_Exercise directions_
Retype the records exactly.

_Data in this exercise_
===
PR #4419, opened 2026-02-25
feat: Make cuopon code validation case insensitive

### LINKED ISSUE #4364: Coupon codes are case-sensitive in backend but Admin UI doesn’t enforce/indicate casing
**Describe the bug**

Coupon codes are validated case-sensitively in the backend, but the Admin Dashboard UI doesn't enforce or indicate any casing requirements. This creates an inconsistent UX where admins can create codes like `AbC10`, but customers entering `abc10` get an "invalid coupon" error.

**To Reproduce**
===
_Solution to this problem_
PR #4419, opened 2026-02-25
feat: Make cuopon code validation case insensitive

### LINKED ISSUE #4364: Coupon codes are case-sensitive in backend but Admin UI doesn’t enforce/indicate casing
**Describe the bug**

Coupon codes are validated case-sensitively in the backend, but the Admin Dashboard UI doesn't enforce or indicate any casing requirements. This creates an inconsistent UX where admins can create codes like `AbC10`, but customers entering `abc10` get an "invalid coupon" error.

**To Reproduce**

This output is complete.